AIM OF THE TASK —
Your answer must be an exact copy of every record below.

Excerpts from a dataset:
=-=-=

PR #2250, opened 2025-03-06
kj::Arc::addRef() const version

mikea:
const in KJ means here "thread-safe", expose the const version of addRef.

### DIFF
--- a/c++/src/kj/refcount-test.c++
+++ b/c++/src/kj/refcount-test.c++
@@ -321,4 +321,12 @@ KJ_TEST("Arc disown / reown") {
   KJ_EXPECT(b == true);
 }
 
+
+KJ_TEST("Arc<const T>") {
+  bool b = false;
+
+  const kj::Arc<AtomicSetTrueInDestructor> ref1 = kj::arc<AtomicSetTrueInDestructor>(&b);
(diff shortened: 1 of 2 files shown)


c++/src/kj/refcount-test.c++
```diff
@@ -321,4 +321,12 @@ KJ_TEST("Arc disown / reown") {
   KJ_EXPECT(b == true);
 }
 
+
+KJ_TEST("Arc<const T>") {
```
kentonv, line 325: I think what you're testing here is not actually `Arc<const T>`, but rather, `const Arc<T>`. The problem was when the `Arc` itself was const.

Incidentally, I think we should be requiring that `Arc<T>`'s type parameter is _always_ const, because the use of `Arc` implies that multiple threads may hold references, and so any access had better be thread-safe.

kentonv (approved):

c++/src/kj/refcount-test.c++
mikea: You're right, this doesn't make any sense. I have opened #2251 which seems better to me? 

As a result of this I'll upload a PR to workerd later today that introduces `Arc<T>` to `IoOwn<T>` and correctly forces me to declare arc-accessed methods as `const` so it works rather well I think.

PR #2257, opened 2025-03-17
async-io: upgrade read(buffer, size) usage

mikea:


c++/src/kj/async-io.h
```diff
@@ -68,7 +68,7 @@ class AsyncInputStream: private AsyncObject {
     return tryRead(buffer.begin(), minBytes, buffer.size()); 
   }
   Promise<void> read(ArrayPtr<byte> buffer) {
-    return read(buffer.begin(), buffer.size());
+    co_await read(buffer, buffer.size());
```
harrishancock, line 71: Nit: I don't think this needs to be a `co_await`, and introducing it adds a memory allocation. I don't know how much difference it makes, though.

harrishancock (approved):

PR #2260, opened 2025-03-19
nit: use _kj and _kjb where possible

mikea:
Automatic regexp-based translation. Helpful while updating async calls (char => byte) in tests

### DIFF
--- a/c++/src/capnp/compat/json.c++
+++ b/c++/src/capnp/compat/json.c++
@@ -110,16 +110,16 @@ struct JsonCodec::Impl {
     escaped.add('"');
     for (char c: chars) {
       switch (c) {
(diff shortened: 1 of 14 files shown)


mikea:
> Changes LGTM. For string-test.c++ there's a case to be made for keeping StringPtr() in some cases so that it gets test coverage, but I guess the _kj operator is simple enough that we expect them to behave identically.

these tests seem to test various utilitiy methods. I have added a separate StringPtr constructor test.

fhanau:
> > Changes LGTM. For string-test.c++ there's a case to be made for keeping StringPtr() in some cases so that it gets test coverage, but I guess the _kj operator is simple enough that we expect them to behave identically.
> 
> these tests seem to test various utilitiy methods. I have added a separate StringPtr constructor test.

That test looks reasonable, LGTM.

PR #2262, opened 2025-03-24
KJ_DEBUG_MEMORY flag

mikea:
Will enable additional checks in follow up prs too.

Redoes the way KJ_ASSERT_PTR_COUNTERS is defined, which adresses the comment in #2100.

### DIFF
--- a/c++/.bazelrc
+++ b/c++/.bazelrc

=-=-=

ANSWER TO THIS PROBLEM —
PR #2250, opened 2025-03-06
kj::Arc::addRef() const version

mikea:
const in KJ means here "thread-safe", expose the const version of addRef.

### DIFF
--- a/c++/src/kj/refcount-test.c++
+++ b/c++/src/kj/refcount-test.c++
@@ -321,4 +321,12 @@ KJ_TEST("Arc disown / reown") {
   KJ_EXPECT(b == true);
 }
 
+
+KJ_TEST("Arc<const T>") {
+  bool b = false;
+
+  const kj::Arc<AtomicSetTrueInDestructor> ref1 = kj::arc<AtomicSetTrueInDestructor>(&b);
(diff shortened: 1 of 2 files shown)


c++/src/kj/refcount-test.c++
```diff
@@ -321,4 +321,12 @@ KJ_TEST("Arc disown / reown") {
   KJ_EXPECT(b == true);
 }
 
+
+KJ_TEST("Arc<const T>") {
```
kentonv, line 325: I think what you're testing here is not actually `Arc<const T>`, but rather, `const Arc<T>`. The problem was when the `Arc` itself was const.

Incidentally, I think we should be requiring that `Arc<T>`'s type parameter is _always_ const, because the use of `Arc` implies that multiple threads may hold references, and so any access had better be thread-safe.

kentonv (approved):

c++/src/kj/refcount-test.c++
mikea: You're right, this doesn't make any sense. I have opened #2251 which seems better to me? 

As a result of this I'll upload a PR to workerd later today that introduces `Arc<T>` to `IoOwn<T>` and correctly forces me to declare arc-accessed methods as `const` so it works rather well I think.

PR #2257, opened 2025-03-17
async-io: upgrade read(buffer, size) usage

mikea:


c++/src/kj/async-io.h
```diff
@@ -68,7 +68,7 @@ class AsyncInputStream: private AsyncObject {
     return tryRead(buffer.begin(), minBytes, buffer.size()); 
   }
   Promise<void> read(ArrayPtr<byte> buffer) {
-    return read(buffer.begin(), buffer.size());
+    co_await read(buffer, buffer.size());
```
harrishancock, line 71: Nit: I don't think this needs to be a `co_await`, and introducing it adds a memory allocation. I don't know how much difference it makes, though.

harrishancock (approved):

PR #2260, opened 2025-03-19
nit: use _kj and _kjb where possible

mikea:
Automatic regexp-based translation. Helpful while updating async calls (char => byte) in tests

### DIFF
--- a/c++/src/capnp/compat/json.c++
+++ b/c++/src/capnp/compat/json.c++
@@ -110,16 +110,16 @@ struct JsonCodec::Impl {
     escaped.add('"');
     for (char c: chars) {
       switch (c) {
(diff shortened: 1 of 14 files shown)


mikea:
> Changes LGTM. For string-test.c++ there's a case to be made for keeping StringPtr() in some cases so that it gets test coverage, but I guess the _kj operator is simple enough that we expect them to behave identically.

these tests seem to test various utilitiy methods. I have added a separate StringPtr constructor test.

fhanau:
> > Changes LGTM. For string-test.c++ there's a case to be made for keeping StringPtr() in some cases so that it gets test coverage, but I guess the _kj operator is simple enough that we expect them to behave identically.
> 
> these tests seem to test various utilitiy methods. I have added a separate StringPtr constructor test.

That test looks reasonable, LGTM.

PR #2262, opened 2025-03-24
KJ_DEBUG_MEMORY flag

mikea:
Will enable additional checks in follow up prs too.

Redoes the way KJ_ASSERT_PTR_COUNTERS is defined, which adresses the comment in #2100.

### DIFF
--- a/c++/.bazelrc
+++ b/c++/.bazelrc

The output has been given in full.